# Stripping Parade boots.



## Pryce (20 Aug 2012)

I was wondering how to properly strip parade boots(Both old and in my case the new moon boots). I've always used hot water and a SOS pad, But recently i have been encountering dry boots. Like when you touch them you can feel the dryness on the boot. So i'm just looking out for other methods that are more full proof in my opinion.


----------



## Neolithium (20 Aug 2012)

I've just always used hot water and elbow grease for my boots. I've heard of people using nail polish remover but haven't tried it personally so don't consider this an endorsement for that path.


----------



## Fishbone Jones (20 Aug 2012)

Orbital sander and 40 grit carbide paper.


----------



## Danjanou (20 Aug 2012)

You're QOR right?so you can do what I did on Saturday . Go over to Gore Park in front of Fort York Armouries and stand around for 2 hrs while they organize the Warriors Day Parade. The gravel that gets tossed all  over your boots/shoes will strip it off in about 30 minute sof normal waklking back and forth. Just wipe off all the dust and voila you're good to go. Spend another year shining  them up and go do the same thing next August.  :


----------



## Kat Stevens (20 Aug 2012)

On a side note, I'd love to discuss your bomb disposal stories with you.  I bet you must have some hair raising tales, and I'd be excited to hear some of them.


----------



## mariomike (20 Aug 2012)

Topic: "How to strip cadet boots":
http://forums.army.ca/forums/threads/23998.0

Topic: "Best way to strip parade boots?":
http://forums.army.ca/forums/threads/97594.0


----------



## mba2011 (20 Aug 2012)

Magic erasers, Vim cream, and elbow grease worked like a charm for me.


----------



## Pryce (20 Aug 2012)

@Kat, ummm (I'm a Cadet) I was working at the Rope bridge at CSTC Backdown, and i was given the nickname of Bob after Bob barker since my last name is Pryce.
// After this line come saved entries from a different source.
PR #1583, opened 2025-10-28
feat: add support of RDS Proxy custom endpoints

sergiyvamz:
### Summary

add support of RDS Proxy custom endpoints

### Additional Reviewers

@karenc-bq 
@aaron-congo 
@sophia-bq 

### DIFF
--- a/wrapper/src/main/java/software/amazon/jdbc/util/RdsUtils.java
+++ b/wrapper/src/main/java/software/amazon/jdbc/util/RdsUtils.java
@@ -73,6 +73,20 @@ public class RdsUtils {
   // Governmental endpoints
   // https://aws.amazon.com/compliance/fips/#FIPS_Endpoints_by_Service
   // https://docs.aws.amazon.com/AWSJavaSDK/latest/javadoc/com/amazonaws/services/s3/model/Region.html
+  //
+  //
+  // Aurora Global Database
+  // https://docs.aws.amazon.com/AmazonRDS/latest/AuroraUserGuide/Concepts.Aurora_Fea_Regions_DB-eng.Feature.GlobalDatabase.html
+  // Global Database Endpoint: <gdb-name>.global-<xyz>.global.rds.amazonaws.com
+  // Example: test-global-db-name.global-123456789012.global.rds.amazonaws.com
+  //
+  //
+  // RDS Proxy
+  // RDS Proxy Endpoint: <proxy-name>.proxy-<xyz>.<aws-region>.rds.amazonaws.com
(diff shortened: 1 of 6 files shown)


wrapper/src/main/java/software/amazon/jdbc/util/RdsUtils.java
```diff
@@ -372,6 +425,8 @@ public RdsUrlType identifyRdsType(final String host) {
       return RdsUrlType.RDS_AURORA_LIMITLESS_DB_SHARD_GROUP;
     } else if (isRdsProxyDns(host)) {
       return RdsUrlType.RDS_PROXY;
+    } else if (isRdsProxyEndpointDns(host)) {
+      return RdsUrlType.RDS_PROXY_ENDPOINT;
```
karenc-bq, line 429: Curious why do we need these? Do the existing `isRdsProxyDns` and `RDS_PROXY` not cover the same cases? Could we remove one of these?

sergiyvamz: Some of our plugins are not compatible with RDS Proxy so it's important to properly recognize all type of urls related to RDS Proxy. we can reuse the same RDS_PROXY but I think it's better to be precise.

sophia-bq (approved):

wrapper/src/main/java/software/amazon/jdbc/util/RdsUtils.java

Our OCdt and myself were clearing some blank casings from the cadet area, and this is when i saw a rusty looking 'rock'. Well it ended up not being a rock but rather a mortar, and of all things to do I dropped it out of shock. Even though the commissionaire's said it was probably, and the used 'probably' not live, they still disposed of it. And that's how I got the name of Bomb Disposal Bob. But this is going to lead to off topic discussion. :moose:


----------



## Kat Stevens (21 Aug 2012)

Oh, that's very disappointing, but cool story nonetheless!


----------



## Pryce (10 Sep 2012)

I ended up using hot water, a S.O.S pad, a Hair dryer and saddle soap to moisten the leather. Thanks!


----------



## Eye In The Sky (10 Sep 2012)

I use mineral spirits.


----------



## BernDawg (11 Sep 2012)

I've stripped several pairs of boots in several different ways. the most common and effective seems to be hot, HOT water and steel wool or a stiff bristled brush. Another method I have used is to blowtorch the boots in waves and wipe the polish off with rags (don't laugh, it works). I've also soaked them in hot water over night and wiped the polish off in the morning, not quite as effective and you still have to scrub at them. I personally wouldn't use SOS pads as the soap residue will probably have an adverse affect on the re-polishing.


----------